# R35 ceasing production over 3 years?



## enshiu (Aug 20, 2010)

Maybe this is an unneeded thread or if this is wrong placed please move it to the correct location.

While I was reading on wikipedia I saw this:



Could this be the truth or am I reading Arabic??!!!


----------



## EvolutionVI (Sep 6, 2005)

The GTR is 6 Years old by then...so why not....:wavey:


----------



## TAZZMAXX (Mar 9, 2010)

Nissan have made no secret of the fact the R35 will be replaced with the R36 and it is likely to be after 2012 so the information would appear to be correct. No big deal though and it will be nice to see what they come up with design and powertrain wise.


----------



## Zed Ed (Oct 24, 2007)

and before then there will be an end of cycle R35 model, boasting at least 575bhp, Porsche 911 Turbo S Part Deux beating accelaration, even better cooling and some even more supportive seats; yours for GBP75k.

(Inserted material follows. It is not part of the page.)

PR #1520, opened 2024-08-20
Hill shading improvements + new algorithm

Sublimis:
- [x] Enable sub-classing of hill shading algorithms, so users of the library can create theirs
- [x] Get rid of the memory mapping of DEM files, use a simple and more efficient `BufferedInputStream` instead (`InputStream `in general, instead of the `ByteBuffer`)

mizuno san will say; 'this is what the R35 was always meant to be'

:banned:


----------



## EvolutionVI (Sep 6, 2005)

Zed Ed said:


> mizuno san will say; 'this is what the R35 was always meant to be'


:chuckle::chuckle:


At least we guys which supported the Nissan Supersportscar from the beginning can then buy the 2009to2012 upgradepackage in 2016 for 40000gbp...:chuckle:


----------



## Guy (Jun 27, 2001)

Zed Ed said:


> and before then there will be an end of cycle R35 model, boasting at least 575bhp, Porsche 911 Turbo S Part Deux beating accelaration, even better cooling and some even more supportive seats; yours for GBP75k.
> 
> mizuno san will say; 'this is what the R35 was always meant to be'
> 
> :banned:


What about when the R36 comes out with the engine in the rear off the transaxle, a flat six and a £100k price. Then he really could say 'this is what it was meant to be'


----------



## EvolutionVI (Sep 6, 2005)

Guy said:


> What about when the R36 comes out with the engine in the rear off the transaxle, a flat six and a £100k price. Then he really could say 'this is what it was meant to be'


:chuckle::chuckle::chuckle:


----------



## enshiu (Aug 20, 2010)

EvolutionVI said:


> :chuckle::chuckle::chuckle:


I bet they will make a R36 with 800 hp+ 1000Nm torque and still passing CO test. 

Maybe an extra option to choose what engine 3.8V6 or 5.0V8

maybe more options also than now.


----------



## TAZZMAXX (Mar 9, 2010)

Guy said:


> What about when the R36 comes out with the engine in the rear off the transaxle, a flat six and a £100k price. Then he really could say 'this is what it was meant to be'


How about just having a 911 Turbo with a Nissan badges on like they do with Vauxhall and Renault vans?:chuckle::chuckle:


----------



## enshiu (Aug 20, 2010)

lol that would be copy what will look like......


----------



## David.Yu (Jun 28, 2001)

Pretty sure I heard Mizuno-san say that the R35 will soldier on for another five years somewhere?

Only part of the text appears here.